On November 5, 1805, Captain William Clark, of Lewis and Clark fame, wrote in his journal about the expedition’s overnight encampment on the banks of the Columbia River in what is now Clark County, Washington. “I could not Sleep for the noise kept by the Swans, Geese, white & black brant, Ducks & c. on a opposit base, & Sand hill Crane, they were emensely numerous and their noise horrid.” Most sites visited by Lewis and Clark on their 8,000-mile journey have changed beyond recognition in the last 200 years. But many places of natural and historical significance are being preserved in Clark County, thanks to the dedication of its citizens, elected officials and a wide assortment of agencies from every level of government. In fact, between the local, state and federal government, almost 80,000 acres of natural areas are protected, or an admirable 20 percent of Clark County’s total land area.

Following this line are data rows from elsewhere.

PR #2889, opened 2024-09-09
feat: add `constants/float64/num-high-word-significand-bits`

gunjjoshi:
## Description

This pull request:

-   adds `constants/float64/num-high-word-significand-bits`, which would help to complete the TODO at: https://github.com/stdlib-js/stdlib/blob/develop/lib/node_modules/%40stdlib/math/base/special/pow/src/main.c#L52.

```js
FLOAT64_NUM_HIGH_WORD_SIGNIFICAND_BITS = 20;
```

A kayaker carves the calm water of Battleground Lake in Clark County.
In 1985, Clark County adopted a Conservation Future Open Space Program, which places a tax of 6-1/4 cents per thousand dollars of assessed property value on all taxable properties in the County. (Conservation Futures levies are also used for land preservation purposes in eleven other counties in the State of Washington.) The revenues from this tax are dedicated exclusively to the acquisition of farms, forests, recreational land and other open space. To date, the $21.7 million raised directly by the tax has leveraged an additional $16.7 million in matching grants, allowing the County to expand parks, acquire important habitat areas and create greenways that often incorporate trails for hikers, equestrians and bicyclists.
The Conservation Futures Program is particularly helpful to protecting the habitat of threatened salmon species. For example, this program helped expand Moultan Falls Park and Lucia Falls Park along a rugged stretch of the East Fork of the Lewis River, an important aquatic sanctuary where salmon can be seen leaping seemingly impossible heights as they travel upstream to spawn.
The State of Washington’s Department of Natural Resources contributes 60,000 acres of open space in Clark County including Reed Island State Park in the middle of the Columbia River and Battle Ground Lake State Park, which surrounds a volcanic lake said to be a smaller version of Oregon’s Crater Lake. The Washington Department of Fish and Wildlife also maintains another 3,067 acres in Clark County including critical wetlands in the Shillapoo and Vancouver Lake Wildlife Areas adjacent to the Columbia River.
A small portion of the Gifford Pinchot National Forest lies within Clark County. But the federal government’s most popular recreation site is the Vancouver National Historic Reserve, which features a reconstruction of Fort Vancouver, originally built by the Hudson Bay Company as a fur trading post in 1824. The Reserve links to Waterfront Park and Renaissance Trail, which connects several attractions on the Columbia Riverfront with downtown Vancouver.
US Fish and Wildlife adds another 6,243 acres to Clark County’s open space inventory. Ridgefield, the largest national wildlife refuge in Clark County, preserves 5,200 acres of farmland, wetlands and riparian habitat as well as many archeological sites from the Chinook civilization which thrived in this area for 2,000 years before falling victim to European diseases carried by those who followed in the wake of Lewis and Clark. Members of the Chinook tribe have worked with numerous governmental agencies, foundations and private organizations to build a traditional cedar-plank longhouse patterned after the ones described by Lewis & Clark in their expedition journals.
Ridgefield NWR attracts almost 200,000 birders and other tourists annually, thanks in part to, BirdFest & Bluegrass, an annual festival celebrating the return of thousands of ducks, geese, swans and cranes for the winter. Today, there are no known complaints about the “horrid noise” of these birds. Most visitors, feathered as well as human, are just grateful that farsighted people are preserving remnants of the landscape that Lewis and Clark experienced here 200 years ago.